When I was reading the text, my first thought was that F would be just a ratio of the inverse Student's CDF to the inverse normal CDF. I checked, and it wasn't the case. Also, that ratio would produce counter-intuitive results, because the t-distribution has heavier tails, so in that case F for better scores (bigger Dps) would be >1, hence the modified performance rating Rf would be even higher that the non-modified as a result.
So, it's something else - not that simple. I tried several things including multiplication by sqrt(N), sqrt(p*(1-p)), etc but couldn't match the F values in the table.

4932Using Rf isn't a solution as the problem is that FIDE's current and ELO's Rf method use a batched solution.

Although Elo mentions in his book at 1.53 that a more precise formula for the performance rating is in section 8.85 (that you show above), he notes in section 1.55 there are times when the method of successive approximations described in 3.4 should be used.

He also states:

The exact value for Rp is simply the value at which the expected game score is equal to the actual game score.

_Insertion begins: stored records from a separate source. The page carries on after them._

PR #2, opened 2015-01-31
Ned/add testing

nedbat:
Testing is cool.  @cpennington I'm sure you agree.


Makefile
```diff
@@ -0,0 +1,14 @@
...
+default: test
+
+test:
+	python test/test_func.py
+
+clean:
+	-rm -rf *.egg-info
+	-rm -f *.pyc */*.pyc */*/*.pyc */*/*/*.pyc */*/*/*/*.pyc */*/*/*/*/*.pyc
+	-rm -rf __pycache__ */__pycache__ */*/__pycache__ */*/*/__pycache__ */*/*/*/__pycache__ */*/*/*/*/__pycache__
+	-rm -f MANIFEST
```
cpennington: What does the `-` prefix mean?

cpennington:
I'm a bit baffled by how/why this works, but you appear to be invoking magic from the pylint test suite, so I'm happy to assume it's ok. We should hook up to travis, though.

Makefile
nedbat: Ignore errors: https://www.gnu.org/software/make/manual/html_node/Errors.html#Errors

nedbat:
TBH, this is mostly copy-paste from other test suites.  I looked a bit at the Pylint test runner.  The name of the .py file determines a number of things, including whether to expect pylint violations, and what versions of Python it applies to (though none of my tests use versions).  If the file is called "func_noerror_*.py", then we expect no violations.  Otherwise, the file is expected to generate the violations found in the same-named file in the messages folder, replacing ".py" with ".txt"

cpennington:
:

cpennington:
:+1:

PR #3, opened 2015-02-01
Ned/i18n checker

nedbat:
A checker for i18n translation functions without string literals.


nedbat:
@cpennington this checker has already found problems in edx-platform.  We should merge it :)

cpennington:
:+1:

PR #5, opened 2015-04-13
Sarina/ignore parseoption docstring

sarina:
@cpennington or @nedbat or @feanil

### DIFF
--- a/AUTHORS
+++ b/AUTHORS
@@ -1,2 +1,3 @@
 Calen Pennington <calen.pennington@gmail.com>
 Ned Batchelder <ned@nedbatchelder.com>
+Sarina Canelake <sarina@edx.org>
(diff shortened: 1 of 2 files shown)


feanil:
:+1:  but how can I be sure without a travis build?

nedbat:
I don't know what `parse_options` is, why doesn't it deserve a docstring?  It's defined once in edx-platform, in capa/inputtypes.py:OptionInput.

sarina:
Its used in management commands to parse options given. It seems to have a
straightforward enough name ro not require a docstring. But if not I'll
just disable the warning explicitly or write stupid docstrings

nedbat:
Hmm, why do none of the management commands in edx-platform have this method? What drew your attention to it?

sarina:
Fixing up Carlos's code. If it's not a generic pattern, close this PR and
I'll write dumb docstrings.

nedbat:
My concern about this is that "parse_options" is kind of a generic name that is not necessarily a management command method.  The only current use of the name in edx-platform is not in a management command, for example.  I'd rather be conservative and require the docstring.

PR #11, opened 2015-09-11
Make it work on Python 3

nedbat:


clintonb:
:+1:

Confirmed changes work with Python 3.4.
Remember to update the version setup.py.

cpennington:
:+1:, and I'm going to push the big green button.

PR #12, opened 2015-09-18
Prepare package for distribution on PyPI

rlucioni:
I'd like to upload this package to the edX PyPI account. To prepare for that, I've made a few minor tweaks to the README and setup.py.

@nedbat @clintonb @jzoldak


clintonb:
:+1:

PR #13, opened 2015-09-29
New Checker for Renegade assertTrue/False

Sveder:
This is another Pylint checker that checks that comparisons aren't done inside of assertTrue/False, for example:
```
assertTrue(x == y) 
```
should be:
```
assertEqual(x, y)
```

I've started it here:
https://github.com/Sveder/custom-lints
and after email discussion with Ned Batchelder we agreed that it is a right fit to the edx-lint repo.


nedbat:
Thanks, I'm trying this out now.

Sveder:
@nedbat updated the PR - addressed your comments.

nedbat:
Great thanks!

PR #15, opened 2015-10-16
Allow "class Meta" with no docstring.

nedbat:
Also, pin the ends of the regex to be stricter.


nedbat:
@mattdrayer No need to use docstrings on "class Meta(object):", right?

nedbat:
@singingwolfboy ??

singingwolfboy:
seems reasonable to me. :+1:

PR #17, opened 2015-11-03
Use pylint-django

nedbat:
This reduces a lot of false negatives, especially for Django 1.8

### DIFF
--- a/setup.py
+++ b/setup.py
@@ -4,7 +4,7 @@ from setuptools import setup
 
 setup(
     name='edx-lint',
-    version='0.3.1',
+    version='0.3.2',
     description='edX-authored pylint checkers',
     url='https://github.com/edx/edx-lint',
     author='edX',
@@ -30,6 +30,7 @@ setup(
     },
 
     install_requires=[
-        'pylint>=1.4.0',
+        'pylint==1.4.4',
+        'pylint-django==0.6.1',
     ],
 )
--- a/README.rst
+++ b/README.rst
@@ -36,8 +36,7 @@ Developing edx_lint
 
 To run the tests::
 
-    $ pip install -r requirements.txt
-    $ pip install -e .
+    $ pip install -r dev-requirements.txt
     $ make
 
 
--- a/dev-requirements.txt
+++ b/dev-requirements.txt
@@ -1,0 +1,3 @@
+coverage
+six
+-e .
--- a/edx_lint/files/pylintrc
+++ b/edx_lint/files/pylintrc
@@ -19,7 +19,7 @@ persistent=yes
 
 # List of plugins (as comma separated values of python modules names) to load,
 # usually to register additional checkers.
-load-plugins=edx_lint.pylint
+load-plugins=edx_lint.pylint,pylint_django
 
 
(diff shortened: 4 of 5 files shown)


nedbat:
@singingwolfboy @jcdyer have a look-see.

setup.py
```diff
@@ -30,6 +30,7 @@
     },
 
     install_requires=[
-        'pylint>=1.4.0',
+        'pylint==1.4.4',
+        'pylint-django==0.6.1',
```
singingwolfboy: Shouldn't these changes be reflected in `requirements.txt`? Frankly, I'm not sure why this project has both a `requirements.txt` file *and* an `install_requires` section in the setup.py (that doesn't read the `requirements.txt` file).

setup.py
```diff
@@ -4,7 +4,7 @@
 
 setup(
     name='edx-lint',
-    version='0.3.0',
+    version='0.3.2',
```
singingwolfboy: Why the bump from `0.3.0` to `0.3.2`, rather than `0.3.1`? Not a problem, just curious for the rationale.

setup.py
jcdyer: Agreed that requirements and install_requires should be kept in sync.

nedbat: I've changed requirements.txt to not mention pylint, instead to install setup.py.

setup.py
nedbat: That was an indication that I needed to rebase: master was already at 0.3.1

setup.py
singingwolfboy: In that case, what's the purpose of the `requirements.txt` file? Can that file just be deleted?

nedbat: requirements.txt is for developers working on edx-lint.  Setup.py is for people using edx-lint.  I thought this was a well-established pattern?  I guess not.

nedbat: Maybe if I rename it to dev-requirements.txt, we'll be OK?

singingwolfboy: The pattern that I thought was the most well-established was:
* `requirements.txt` lists dependencies to use the software
* `setup.py` reads `requirements.txt` and passes the contents to the `install_requires` block
* If the software has additional dependencies for development, such as for running tests or building documentation, those dependencies are either listed in the `tests_require` section of `setup.py`, or listed in a secondary requirements file (such as `dev-requirements.txt`) which is similarly read into `setup.py`

Is there some documentation that we can refer to, to determine the correct pattern? I'm willing to be proven wrong.

jcdyer:
:+1:

setup.py
nedbat: There is no correct pattern, there are evolving best practices.  I don't see the advantage of setup.py reading a text file.  I'll rename the file to dev-requirements.txt.  The README will direct them to install from that if they are developing in the repo.  The setup.py will get the correct requirements for installed use.  OK?

singingwolfboy: That sounds good to me.

nedbat: 🎼 It's done, gimme some thumb 🎶

singingwolfboy:
:+1:

PR #19, opened 2015-11-06
Make edx-lint commands work with both python2 and python3

cpennington:
@nedbat, @clintonb: I had to make these changes to make it so that the IDA cookiecutter could run in both python2 and python3 virtualenvs.

### DIFF
--- a/edx_lint/tamper_evident.py
+++ b/edx_lint/tamper_evident.py
@@ -15,7 +15,7 @@ class TamperEvidentFile(object):
     def __init__(self, filename):
         self.filename = filename
 
-    def write(self, text, hashline=b"# {}"):
+    def write(self, text, hashline=u"# {}"):
         """
         Write `text` to the file.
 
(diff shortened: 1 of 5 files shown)


clintonb:
:+1:

edx_lint/tamper_evident.py
```diff
@@ -26,21 +26,21 @@ def write(self, text, hashline=b"# {}"):
         be changed to accommodate different file syntaxes.
 
         Arguments:
-            text (byte string): the contents of the file to write.
+            text (text string): the contents of the file to write.
```
nedbat: Let's get off on the right Python 3 foot, and say "unicode string", since that's what it is.

nedbat:
:+1: once the type names are changed in the docstring.

edx_lint/tamper_evident.py
cpennington: Ok. I tend to refer to the distinction as text vs bytes, and have seen others do the same, but I'm fine w/ unicode as well.

PR #20, opened 2015-11-23
Also check delattr for literal-used-as-attribute

nedbat:


nedbat:
@jcdyer @cpennington Turns out we had some of these in edx-platform.

cpennington:
:+1:

jcdyer:
:+1:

Kevin stated this in post #1 of this thread.

Your true performance rating (TPR) is the rating at which your expected score against the field met equals your actual score, ie if that was your start rating you would neither gain nor lose points from the event.
The solution as stated by pax in post #2 is

The solution is Ra in the following equation:

Ea=sum(i=1..n)(1/(1+10^((Rbi-Ra)/400)))

Where Ea is the score achieved, n is the number of games and Rb1, Rb2, ... Rbn are the ratings of the n opponents.